### Activity
Scan the records below and report how many lines include the string "similar"; the number alone will do.

### Material shown
PR #3593, opened 2021-06-22
[CORL-1655] Show trace ID's to resolve client error's easier

nick-funk:
## What does this PR do?

Creates a unique trace ID on every server request that can be attached to error messages, logged in the server logs, and shown to the user. The trace ID is oblique in that it tells the user nothing of what caused the error, but is an identifier they can provide to support staff that can easily be correlated to server logs to assist in resolving/debugging the issue.

None

## How do I test this PR?

- Throw an error somewhere in the code base
  - An easy one is to make the `body` resolver throw an error in `src/core/server/graph/resolvers/Comment.ts` (Ln: 56)
- Visit the site and trigger this error
- Should see a call out with the trace ID
- Check console running Coral and find matching `contextID` for the error
- Test this in both development and production builds

Example:
image


src/core/server/app/middleware/graphql/apolloServer.ts
```diff
@@ -31,6 +32,7 @@ function contextProvider(options: ContextProviderOptions) {
       tenant,
       logger,
       site,
+      traceID: uuidv4(),
```
wyattjoh: The `id` on this already is sent as the Trace ID in the `X-Trace-ID` header of the response.

src/core/server/app/middleware/graphql/apolloServer.ts
```diff
@@ -45,6 +47,9 @@ function contextProvider(options: ContextProviderOptions) {
       opts.clientID = clientID.slice(0, 36);
     }
 
+    // Set trace ID for debug events if we error
+    req.traceID = opts.traceID;
+
```
wyattjoh: This shouldn't be duplicated as it's already available on the request as `req.coral.id`.

src/core/server/graph/context.ts
```diff
@@ -116,6 +118,7 @@ export default class GraphContext {
     this.signingConfig = options.signingConfig;
     this.clientID = options.clientID;
     this.reporter = options.reporter;
+    this.traceID = options.traceID || "";
```
wyattjoh: This is already provided as `options.id` on the GraphContext.

src/core/server/graph/plugins/helpers.ts
```diff
@@ -108,7 +108,13 @@ function hoistCoralErrorExtensions(
 
   // Hoist the message from the original error into the message of the base
   // error.
-  (err as any).message = extensions.message;
+  const rawError = err as any;
+  rawError.message = extensions.message;
+  rawError.traceID = ctx.traceID;
+
+  if (err.extensions) {
+    err.extensions.traceID = ctx.traceID;
```
wyattjoh: Should be able to use `ctx.id` instead.

src/core/server/graph/plugins/logger.ts
```diff
@@ -45,7 +45,10 @@ export function logAndReportError(
   const report = ctx.reporter.report(getOriginalError(err) || err, scope);
 
   // Log that we reported an error.
-  ctx.logger.error({ err, report }, "graphql query error");
+  ctx.logger.error(
+    { err, report, traceID: ctx.traceID },
+    "graphql query error"
+  );
```
wyattjoh: Shouldn't need to add the `traceID` here, as `ctx.logger` already adds a `contextID` which is the same ID.

wyattjoh (changes requested):
Looks good! I'd just suggest that you should use the already existing trace ID rather than creating a second one. Happy to discuss!

src/core/server/types/express.ts
```diff
@@ -18,13 +18,15 @@ export interface CoralRequest {
...
   logger: Logger;
+  traceID?: string;
 }
 
 export type TenantCoralRequest = RequireProperty<CoralRequest, "tenant">;
 
 export interface Request<T = CoralRequest> extends ExpressRequest {
   coral: T;
   user?: User;
+  traceID?: string;
```
wyattjoh: These changes aren't needed now.

src/core/server/app/middleware/error.ts
```diff
@@ -126,6 +134,7 @@ function wrapAndReport(
     context: {
       error,
       report,
+      traceID: req.traceID,
```
wyattjoh: These should use `req.coral.id` instead of `req.traceID`

wyattjoh (changes requested):

wyattjoh (approved):
Server integration and client side integration looks nice! Excited to see Vinh's comment as well!

alinhle (changes requested):
Exact review is coming.

src/core/client/framework/lib/errors/unknownServerError.ts
```diff
@@ -12,6 +12,7 @@ interface UnknownErrorExtension {
 export default class UnknownServerError extends Error {
```
alinhle: `UnknownServerError`, `InvalidRequestError`, etc should inherit from a new class `TraceableError`.

```ts
class TraceableError extends error {
  public readonly traceID: string;
}
```

src/core/client/framework/lib/network/extractGraphQLError.ts
```diff
@@ -12,19 +12,48 @@ function isGraphQLErrorWithExtension(
...
-    return null;
+    return new MultiError(errors);
   }
   const err = errors[0];
   if (!isGraphQLErrorWithExtension(err)) {
     // No extensions == GraphQL error.
     // TODO: (cvle) harmonize with server.
-    return null;
+    return new MultiError(errors);
   }
```
alinhle: I just ran a thorough analysis and these lines actually should never happen.
When GraphQL Standard error occurs they always return a non 200 status code and as such will never hit this routine.

So we can replace line 47-57 with:
```ts
if (errors.length > 1 || !isGraphQLErrorWithExtension(errors[0])) {
  return new Error(`Unexpected errors: ${JSON.stringify(errors}`);
}
```

`MultiError` can then be removed.

src/core/server/graph/plugins/helpers.ts
```diff
@@ -108,7 +108,13 @@ function hoistCoralErrorExtensions(
...
   // Hoist the message from the original error into the message of the base
   // error.
-  (err as any).message = extensions.message;
+  const rawError = err as any;
+  rawError.message = extensions.message;
+  rawError.traceID = ctx.id;
+
+  if (err.extensions) {
+    err.extensions.traceID = ctx.id;
+  }
```
alinhle: We don't need to attach the traceID to the error directly. Extensions are always available so we can rely on that. This will be more spec compilant.

Should put implementation in `serializeExtensions` e.g. in line 107 it should say 
```ts
const extensions = originalError.serializeExtensions(bundle, traceID);
```

src/core/server/services/comments/pipeline/phases/index.ts
```diff
@@ -61,9 +61,9 @@ export const moderationPhases: IntermediateModerationPhase[] = [
   detectLinks,
 
   // Apply any pre-existing conditions to these comments.
+  statusPreModerateNewCommenter,
```
alinhle: This seems to be from another PR that I just reviewed?

src/core/client/framework/lib/errors/unknownServerError.ts
```diff
@@ -21,6 +22,17 @@ export default class UnknownServerError extends Error {
       Error.captureStackTrace(this, UnknownServerError);
     }
 
+    const traceID: string | null | undefined = (error as any).traceID as string;
+    const traceIDs: string[] | null | undefined = (error as any)
+      .traceIDs as string[];
```
alinhle: As suggested `traceIDs` doesn't need to be handled, as we can remove `MultiError` class.

src/core/client/framework/lib/errors/unknownServerError.ts
```diff
@@ -21,6 +22,17 @@ export default class UnknownServerError extends Error {
       Error.captureStackTrace(this, UnknownServerError);
     }
 
+    const traceID: string | null | undefined = (error as any).traceID as string;
```
alinhle: Instead of casting `error as any` add `traceID` to  type `UnknownErrorExtension` on line 4.

src/core/client/ui/components/v3/QueryError/QueryError.tsx
```diff
@@ -0,0 +1,58 @@
...
+    if (traceIDs && traceIDs.length > 0) {
+      return render(traceIDs.join(", "), error.message);
+    } else if (traceID) {
+      return render(traceID, error.message);
+    } else {
+      return <div>{error.message}</div>;
+    }
+  } catch {
+    return <div>{error.message}</div>;
+  }
```
alinhle: When following the other suggesions, we can use the common `TraceableError` class and also provide the same nice ui for errors without the traceID:
```suggestion
  let traceID = error instanceof TraceableError ? error.traceID : "";
  return (
    <CallOut
      color="error"
      title={
        <Localized id="common-error-title">
          <span>An error has occurred</span>
        </Localized>
      }
    >
      {traceID && (
        <>
          <Localized id="common-error-traceID">
            <div className={styles.heading}>Trace ID</div>
          </Localized>
          <div className={styles.section}>{traceID}</div>
        </>
      )}
      <Localized id="common-error-message">
        <div className={styles.heading}>Message</div>
      </Localized>
      <div className={styles.section}>{message}</div>
    </CallOut>
  );
```

alinhle (changes requested):

src/core/client/framework/lib/errors/invalidRequestError.ts
```diff
@@ -35,9 +36,11 @@ export default class InvalidRequestError extends Error
...
       Error.captureStackTrace(this, InvalidRequestError);
     }
+
     this.extension = extension;
     this.code = extension.code;
     this.id = extension.id;
+    this.traceID = (extension as any).traceID;
     this.param = extension.param;
     this.message = extension.message || extension.code;
   }
```
alinhle, line 46: See review of UnknownServerError

src/core/server/graph/plugins/helpers.ts
wyattjoh: That actually makes a lot of sense!

src/core/client/framework/lib/network/extractGraphQLError.ts
nick-funk: That's odd, I was easily able to make these happen with a simple error on a GraphQL resolver server side. Particularly common in dev builds.

src/core/server/graph/plugins/helpers.ts
nick-funk: This does not work. Also tried modifying the `serializeExtensions` method to receive the traceID and set it in the returned object, but that also does not work. Am fairly certain I need to set this here.

src/core/client/framework/lib/errors/unknownServerError.ts
nick-funk: Please see previous comment for why I created MultiError.

src/core/client/framework/lib/network/extractGraphQLError.ts
nick-funk: I removed it and things keep on chugging, going to keep it this way until I find a reason to re-add a `MultiError` or similar.

src/core/client/ui/components/v3/QueryError/QueryError.tsx
nick-funk: Done!

src/core/client/framework/lib/network/extractGraphQLError.ts
alinhle: > That's odd, I was easily able to make these happen with a simple error on a GraphQL resolver server side. Particularly common in dev builds.

Oh if you can provide an example, it would be super helpful!

src/core/server/graph/plugins/helpers.ts
alinhle: Hmm I just tried it and it worked, let's chat about this.

src/core/client/framework/lib/errors/invalidRequestError.ts
```diff
@@ -12,18 +14,20 @@ interface InvalidRequestExtension {
   message?: string;
   id?: string;
   param?: string;
+  traceID?: string;
```
alinhle: This is a required field and is always provided.

src/core/client/framework/lib/errors/invalidRequestError.ts
```diff
@@ -12,18 +14,20 @@ interface InvalidRequestExtension {
...
  * server.
  */
-export default class InvalidRequestError extends Error
+export default class InvalidRequestError extends TraceableError
   implements InvalidRequestExtension {
   // Keep extension of original server response.
   public readonly extension: InvalidRequestExtension;
   public readonly code: ERROR_CODES;
   public readonly id?: string;
+  public readonly traceID?: string;
```
alinhle: This is a required field and is always provided.

src/core/client/framework/lib/errors/networkOfflineError.ts
```diff
@@ -1,8 +1,10 @@
+import TraceableError from "./traceableError";
+
 /**
  * NetworkOfflineError thrown when an action that required internet connection
  * but network was offline.
  */
-export default class NetworkOfflineError extends Error {
+export default class NetworkOfflineError extends TraceableError {
```
alinhle: This is not a TraceableError.

src/core/client/framework/lib/errors/relayNetworkRequestError.ts
```diff
@@ -1,14 +1,17 @@
 import { RRNLRequestError } from "react-relay-network-modern/es";
 
+import TraceableError from "./traceableError";
+
 /**
  * RelayNetworkRequestError wraps Request errors thrown by Relay Network Layer.
  */
-export default class RelayNetworkRequestError extends Error {
+export default class RelayNetworkRequestError extends TraceableError {
```
alinhle: This is also not a TraceableError.

src/core/client/framework/lib/errors/unknownServerError.ts
```diff
@@ -1,17 +1,21 @@
...
 
 /**
  * UnknownServerError wraps any error returned from the
  * server that we don't know of.
  */
-export default class UnknownServerError extends Error {
+export default class UnknownServerError extends TraceableError {
   // Keep origin of original server response.
   public origin: UnknownErrorExtension;
+  public traceID?: string;
```
alinhle: This is a required field and is always provided.

src/core/client/framework/lib/errors/unknownServerError.ts
```diff
@@ -21,6 +25,12 @@ export default class UnknownServerError extends Error {
       Error.captureStackTrace(this, UnknownServerError);
     }
 
+    const traceID: string | null | undefined = error.traceID as string;
+
+    if (traceID) {
+      this.traceID = traceID;
+    }
+
```
alinhle: `this.traceID = error.traceID` should suffice

src/core/client/framework/lib/errors/unknownServerError.ts
```diff
@@ -1,17 +1,21 @@
+import TraceableError from "./traceableError";
+
 /**
  * Shape of the `UnknownError` extension.
  */
 interface UnknownErrorExtension {
   code: string;
+  traceID?: string;
```
alinhle: This is a required field and is always provided.

src/core/client/framework/lib/errors/traceableError.ts
```diff
@@ -0,0 +1,5 @@
+class TraceableError extends Error {
+  public readonly traceID?: string;
```
alinhle: This should be a required field.

src/core/client/ui/components/v3/QueryError/QueryError.tsx
```diff
@@ -0,0 +1,56 @@
...
+
+    if (traceID) {
+      return render(traceID, error.message);
+    } else {
+      return <div>{error.message}</div>;
+    }
+  } catch {
+    return <div>{error.message}</div>;
+  }
+};
```
alinhle: I suggest rendering the same or similar nice UI no matter if traceID is available or not, see: https://github.com/coralproject/talk/pull/3593#discussion_r657894869.

src/core/client/framework/lib/network/extractGraphQLError.ts
alinhle: You were right, `MultiError` does exist 😱 I missed that. We can sync about this later.

alinhle (approved):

### Task response
2